Какой была эта карта?
Огромной, в полстены. Или даже во всю стену. Ведь и стена-то была небольшая. В крохотной комнатке, угловой. С единственным окошком. У всех в нашей квартире окна выходили во двор или на шумную Метростроевскую, а у старика Иосифа окно упиралось в глухую кирпичную стену.
Больше того, у этой комнаты не было даже отдельного входа. Для того чтобы в нее войти, надо было пройти сквозь другую комнату. Сначала постучаться и крикнуть:
– Можно, Давид Моисеевич?
И осторожно открыть дверь, услышав звонкое:
– Да-да!
Поглядев на папу и маму, сосед и дальний родственник старика Иосифа Давид Моисеевич говорил обычно скучным голосом:
– А… вы к нему, – и отворачивался.
Иногда мы заставали Давида Моисеевича за странным занятием: он сидел на краю большой высокой кровати в белой майке и, согнув руку в локте, слегка поигрывал бицепсом.
«Давид Моисеевич делает зарядку», – говорил потом папа, и они с мамой прямо лопались от смеха.
Впрочем, Давида Моисеевича беспокоили очень редко. К старику Иосифу никто никогда не ходил. Только мои мама и папа.
– Иосиф Израилевич… – смущенно начинала мама. – До третьего! Рубликов двадцать!..

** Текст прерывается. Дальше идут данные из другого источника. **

PR #3863, opened 2018-08-25
redo brower-update pr. Warn user about outdated browser.

PieterGit:
This PR includes the browser-update npm packages and integrates it into Nightscout. This will warn users with older browsers that they should update.
I redid the PR from https://github.com/nightscout/cgm-remote-monitor/pull/3806 without the webpack downgrade from 4.x to 3.x. The reason that stock 0.10.3 was not working with older browsers was because of ES6 features used by xdrip plugin and was not caused by webpack.

Because older browsers are unsafe and the user should be protect the data in Nightscout, we should warn users about the risks of unsafe browsers.


PieterGit:
Tested with Iphone 4s with Chrome and Safari and it works for me.

@unsoluble @RedCyclist1 @sulkaharo @MilosKozak @jpcunningh 
Can you please review and perhaps test this PR?

unsoluble:
I can't tell from skimming the code here how exactly this warning manifests — how does it appear to the end user, and when does it trigger?

PieterGit:
@unsoluble It uses the scripts from the https://browser-update.org/ initiative.  I used the following settings:

image

I added `no_permanent_hide:true` so that the users will be warned after 150  hours (6.25 days) instead of having an option to permanent hide the message.

unsoluble:
Hmm. Since the one legitimate use case for older browsers is in always-on display fixtures, I’d argue that the permanent dismissal should be available — it’d be untenable to have to go around the house dismissing a warning on all your displays every 6 days.

PieterGit:
@unsoluble Using old and insecure browsers isn't a legitimate use case. It's a use case of saving costs and accepting the risk by the user of misuse of personal data with possible severe consequences (e.g. if Nightscout is also used with an APS).  I think a weekly reminder that the user is having an insecure setup is not too much. The popup is quite unobtrusive and much more user friendly than blocking these users.

Under EU GDPR laws, a software product that processes personal information should implement "Data protection by design and by default" (GDPR article 25), see https://gdpr-info.eu/art-25-gdpr/

Unsafe browsers violate approx 4 of the top 10 most common security practices ("current state of the art" in GDPR-terms), see https://www.owasp.org/index.php/Top_10-2017_Top_10
- A3:2017-Sensitive Data Exposure
- A6:2017-Security Misconfiguration
- A7:2017-Cross-Site Scripting (XSS)
- A9:2017-Using Components with Known Vulnerabilities

The A9 sums up the risks quite good:  If a vulnerable component is exploited, such an attack can facilitate serious data loss or server takeover. Applications and APIs using components with known vulnerabilities may undermine application defenses and enable various attacks and impacts.

An alternative would be to introduce environments variables like `PROTECT_PERSONAL_INFORMATION=false` and/or `UNSAFE_ALLOW_PERMANENT_HIDE_UNSAFE_BROWSERS=true` and then allow permanent hiding of security warnings.  That way the users explicitly asks the software to be unsafe and the user dismisses the right that the software will protect personal information. I would not like configuration settings that allow users to do unsafe stuff.

I would say that a weekly reminder is the right balance of allowing users to use cheap setups, and informing them about the risks they are taking and implementing security and privacy by default in the Nightscout software.

I would like to have the opinion of @sulkaharo and @MilosKozak and @jasoncalabrese on this PR and on whether or not to allow users to dismiss security warnings if they choose to use an unsecure/unsafe setup.

unsoluble:
Thanks for the comprehensive notes there. I take your points on the security concerns. Still think there's something to be said for the hundreds of folks out there who can't afford to buy new devices (a 5th-gen iPod Touch, the oldest that runs iOS 9, is $170 US), but am interested to hear what the others think.

PieterGit:
@sulkaharo, @MilosKozak, @jasoncalabrese  or @jpcunningh : can you please give your opinion on this PR. Please share your thoughts on showing this warning to users with unsupported browsers and whether or not we should give those users the possibility to skip the old browser warning forever or for a week only. If I don't see input I will merge it to dev, to include it in 0.11 next week. (I'm open to discussion, but don't want PR's to be open for too long).

jpcunningh:
@PieterGit, I'm on board with this PR and good with a weekly notification since it's easy to dismiss.

Would a custom notification be worthwhile such as:
```
text:'Your browser, {brow_name}, is too old. It may not have critical security patches, and Nightscout may not operate correctly: &lt;a{up_but}&gt;update&lt;/a&gt; or &lt;a{ignore_but}&gt;ignore&lt;/a&gt;.'
```

PieterGit:
@jpcunningh I decided not to change the default message, because otherwise we should add translations for all languages we support in `lang_xx` in `bundle/bundle.source.js`. In my case the default Dutch language is quite explanatory and I don't want to add all kind of language translations in `bundle/bundle.source.js`. I added some more information on older browsers in the readme to clarify.

@unsoluble If people want to have no warning they should set `no_permanent_hide:false` in `bundle/bundle.source.js`. I'm against not implementing security by default and privacy by default in Nightscout and weakening the product not to do the right thing of doing a weekly notification.

PieterGit:
Postponing to Nightscout 0.12.x.

PieterGit:
Postponed to 0.13.x release. If it doesn't make that, we will close the PR.

sulkaharo:
Closing as this needs refactoring to merge cleanly and with the transpiling, there's much less need for the feature

PR #3888, opened 2018-09-01
Add browser requirements to Readme

unsoluble:
(plus fix a few broken links)

Since NS won't load in older browsers, should lay this out up front in the docs.


PieterGit:
@unsoluble sorry for not merging sooner. Thanks for the doc update.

– Одну секундочку! – весело отвечал он и отворачивался, чтобы мама не видела, сколько у него осталось.
В эти минуты, когда он, сутулясь, стоял к маме спиной в протертом сером пиджаке, медленно отсчитывая трехрублевки, она, наверное, пристально смотрела на политическую карту мира. Больше в этой комнате смотреть было не на что.
Иногда мама и папа убегали в кино, оставив меня на старика Иосифа. Поскольку он был нашим самым добрым соседом по коммунальной квартире. Я почему-то не плакал и не сопротивлялся. Наверное, мне было интересно у старика Иосифа.
Я забирался на диван, за окном становилось темно. Старик Иосиф щелкал выключателем и уходил с чайником на большую кухню. Лампочка бросала резкий ослепительный свет – абажура не было, его заменяла пожелтевшая от времени газета. В углы комнаты падали от газеты черные кромешные тени. Повсюду – по углам, на столе и на диване, – пачками лежали старые газеты.
Кирпичная стена почти целиком загораживала окно, но, если положить голову на подоконник, можно было разглядеть в самом нижнем его углу, как по освещенной улице ходят люди и иногда проезжают троллейбусы.
Потом дед Иосиф входил в комнату с раскаленным чайником, он осторожно нес его за ручку, аккуратно обмотанную тряпицей, ставил на старые газеты, наливал кипятку в большую жестяную кружку и сам размешивал ложечкой два кусочка сахара.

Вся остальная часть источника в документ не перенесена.